Turning Drug Discovery Upside Down
Sourav Bandyopadhyay, PhD, is hot on the trail of these connections between the emerging science of cancer genetics and applications in clinical medicine.
“Right now you can sequence a patient’s tumor and find the cancer-causing mutations for just a few thousand dollars,” says Bandyopadhyay, associate professor of Bioengineering and Therapeutic Sciences in the UCSF School of Pharmacy. “But if you can’t link those mutations to an effective drug, that knowledge doesn’t do the patient any good.”
Despite all our genetic knowledge, 95 percent of patients still wind up getting treated with the blunt instruments of chemotherapy or radiation. In other words, says Bandyopadhyay, we’re only 5 percent of the way to the promise of personalized cancer therapy.
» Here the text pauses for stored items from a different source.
Issue #8168, opened 2024-05-21
New dancing blocks with Zelos - blocks move when field edited


clementcontet:
### Check for duplicates

- [X] I have searched for similar issues before opening a new one.

### Description

I have found another strange dancing blocks issue in my app, that I can reproduce in the playground.
I don't know if it is linked to https://github.com/google/blockly/issues/7898 ?

### Reproduction steps

See screencast

### Screenshots

https://github.com/google/blockly/assets/7261426/dd23247a-b3ac-451a-a68e-ff7f79373f69

### Browsers

Chrome desktop

BeksOmega:
Thanks for filing! I think this is related to bumping neighbours.

BeksOmega:
This also repros on 10.3

johnnesky:
Confirmed that the same bug occurs in the geras renderer.
https://github.com/user-attachments/assets/a68fdf48-f5ad-44a3-b210-e3dab0e7d430

PR #8613, opened 2024-10-07
fix: bump connected connections in a different direction

johnnesky:
## The basics

### Resolves

Fixes https://github.com/google/blockly/issues/8168

### Proposed Changes

When two connections that are compatible but are not connected to each other are close enough to trigger a bump, the choice of which connection to move and in what direction now depends on whether the inferior connection is connected to something else. Previously, if they were both movable, the inferior connection would always be bumped down and right. Now, if the inferior connection is connected, then it will remain in place and the superior connection will be bumped up and right instead.

I also refactored related logic for readability and codified the existing invariant that the parameter to the bump function is the superior connection.

### Reason for Changes

It's possible for two independent groups of connected blocks to have multiple neighboring pairs of connections that can bump each other. Typically, the group with the "inferior" connection is moved, but it's possible that both groups can have an inferior connection that would be bumped by the other group's connection. https://github.com/google/blockly/issues/8168 demonstrates such a scenario, where the `logic_operation` block's inferior output connection is bumped by the outer `controls_if`, which moves it downward and puts its superior input connection near the `logic_compare` block's output connection, resulting in the other group getting bumped. This all happens instantaneously, and results in both groups of blocks moving down and right, lining both them up again to get bumped the next time bumping is triggered.

This can occur when a group contains both an inferior connection and at least one superior connection. However, a group of blocks can only have one unconnected inferior connection, in the top left corner. All other inferior connections must be connected to a parent block in order for associated block to be part of the group. So most of the connections that are in danger of bumping neighboring connections are either superior connections or connected inferior connections. It is important that bumping either of these two kinds of connections does not cancel out the motion of previously bumped connections. 

Thus, I propose we bump them in orthogonal directions: superior up and right, inferior down and right.

A minor downside of this strategy is that it's generally preferable that superior connections end up to the left of inferior connections, to show a gap between the disconnected blocks. However, if the inferior block is already connected to another block, then there won't be any negative space in the gap anyway because it'll be filled by the other block.

### Test Coverage

All existing unit tests pass (except for 4 test methods that were already failing due to coordinates being slightly different when testing on my mac). I manually tested that the linked bug is avoided by this PR.

### Documentation

N/A

### Additional Information

N/A

### DIFF
--- a/core/rendered_connection.ts
+++ b/core/rendered_connection.ts
@@ -114,62 +114,90 @@ export class RenderedConnection extends Connection {
   }
 
   /**
-   * Move the block(s) belonging to the connection to a point where they don't
-   * visually interfere with the specified connection.
+   * Move the block(s) associated with either this connection or the provided
+   * connection such that there is a visually clear gap between them.
    *
-   * @param staticConnection The connection to move away from.
+   * @param superiorConnection The other connection. The provided connection
+   *     should be the superior connection and should not be connected to this
+   *     connection.
    * @internal
    */
-  bumpAwayFrom(staticConnection: RenderedConnection) {
+  bumpAwayFrom(superiorConnection: RenderedConnection) {
     if (this.sourceBlock_.workspace.isDragging()) {
       // Don't move blocks around while the user is doing the same.
       return;
     }
-    // Move the root block.
-    let rootBlock = this.sourceBlock_.getRootBlock();
-    if (rootBlock.isInFlyout) {
+    let offsetX =
+      config.snapRadius + Math.floor(Math.random() * BUMP_RANDOMNESS);
+    let offsetY =
+      config.snapRadius + Math.floor(Math.random() * BUMP_RANDOMNESS);
+    /* eslint-disable-next-line @typescript-eslint/no-this-alias */
+    const inferiorConnection = this;
+    const superiorRootBlock = superiorConnection.sourceBlock_.getRootBlock();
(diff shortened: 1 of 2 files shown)


johnnesky:
Whoops, I've noticed that this technique isn't foolproof, and can create situations where both groups of blocks move up and right instead. For example:

https://github.com/user-attachments/assets/19a786e9-c620-4aa3-a5fc-34b67b76aeb6

Perhaps a better strategy would be to treat connections differently depending on whether they are the "initiating" connection, i.e. they're part of the group that `BlockSvg.bumpNeighbours()` was called on. I can try this strategy next.

johnnesky:
I update the PR, and it seems to be more effective in preventing infinite bump cycles now.

core/rendered_connection.ts
```diff
@@ -117,59 +117,85 @@ export class RenderedConnection extends Connection {
...
-      // When reversing a bump due to an uneditable block, bump up.
-      dy = -dy;
-    }
-    if (rootBlock.RTL) {
-      dx =
-        staticConnection.x -
-        config.snapRadius -
-        Math.floor(Math.random() * BUMP_RANDOMNESS) -
-        this.x;
+    const selected = common.getSelected() == dynamicRootBlock;
```
gonfunko, line 190: Nit: probably want === here?

gonfunko (approved):

core/rendered_connection.ts
johnnesky: Done!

Bandyopadhyay hopes to change that by taking the standard drug discovery pipeline and turning it upside down. “Instead of identifying unique mutations in a subset of cancer patients and searching for drugs that target these pathways, we start with the drugs we have and look for the mutations they’re effective against,” he said.
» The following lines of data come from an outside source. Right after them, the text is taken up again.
PR #9480, opened 2025-11-20
fix: Remove clickable image labels from block summary (experimental)

### LINKED ISSUE #9452: [Screen reader] consider excluding instances of FieldImage from block aria labels
### Check for duplicates

### Description

While integrating the latest screen reader work into MakeCode, we found that the fluent block readout included the aria labels from instances of FieldImage in the block. In the MakeCode case, these are buttons to add / remove `else` and `else if` clauses. While we want these aria labels when navigating to the mutator buttons themselves, it was confusing and overloading to have these labels included in the overall block output. 

Examples below (these use a tweaked block readout, but the impact of the FieldImage labels is evident regardless).

With FieldImage labels (the more clauses you have, the worse it gets):
Image

Without FieldImage labels:
Image

We don't know how other consumers of Blockly use FieldImage, so excluding by default might not be appropriate.

### Reproduction steps

1. 
2. 
3.

### Priority

_No response_

### Stack trace

```shell

```

### Screenshots

_No response_

### Browsers

_No response_

BenHenning:
## The basics

### Resolves

Fixes #9452

### Proposed Changes

This change filters out `FieldImage` labels from `BlockSvg`'s ARIA summary when they are clickable.

### Reason for Changes

The discussions in #9452 provide more context but largely this change seems to be a net positive for users:
- Clickable images are less likely to provide block-identifying context that makes them worthy of being in the block's label (unlike `FieldLabel` or non-interactive `FieldImage`s), whereas including them can create additional confusion due to extra, possibly unnecessary, context being added to the block label that could be determined based on navigation discovery.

Using powerful computing algorithms, his research group has developed a systematic approach to quickly screen existing cancer drugs to test their effectiveness against dozens of different cancer gene variants. As reported last year in the journal Cancer Discovery, his group already has found a number of promising drug candidates using this approach, some completely unexpected, that they hope to move into clinical trials.
Connecting Computation to the Clinic
The next step is integrating these findings with practicing clinicians through collaborations like UCSF’s Molecular Tumor Board, which is part of the UCSF Helen Diller Family Comprehensive Cancer Center Molecular Oncology Initiative. It was set up in June 2014 to bring together practicing oncologists, researchers studying cancer biology, pathologists, genetic counselors, and other experts into one room to share their knowledge on real-time cancer cases at UCSF Medical Center.
“Our key mission is to use the combined experience and intelligence of many people across UCSF to improve the algorithms our physicians use to turn genomic findings into clinical recommendations for individual patients,” says the board’s chair, Michael Korn, MD, an oncologist in the UCSF School of Medicine and leader of the Cancer Center’s Molecular Oncology Initiative.
UCSF’s new approach is part of a growing national trend – by some estimates there are now 30 molecular tumor boards around the country. And like everything in medicine, there has been a steep learning curve when it comes to applying the insights made possible by these gatherings of experts to individual patients in real time.
The UCSF Molecular Tumor Board takes advantage of its close collaboration with the UCSF Clinical Cancer Genomics Laboratory (CCGL), led by Boris Bastian, MD. His laboratory provides the UCSF500 gene panel assay, a cutting-edge sequencing test that, in contrast with commercial products, tests tumor DNA and the patient’s germline (inherited) DNA.
“Through the seamless interaction of the molecular tumor board and the CCGL, we are paving the road to delivering a new concept in cancer treatment to our patients,” says Korn. “Already patients at UCSF are benefiting. Since the Board began its work and the UCSF500 became available, we were able to help physicians to make the correct diagnosis for their patient and to deliver appropriate treatments. Several patients achieved dramatic responses as a result of treatments tailored to their diseases’ molecular profile and test results provide a rationale for enrolling patients into clinical trials. In addition, we were able to detect mutations in patient’s germline – these findings are not only benefitting the affected patient but their entire family.”
“We are on a very promising path that will greatly influence how we diagnose and treat cancer here,” Korn says.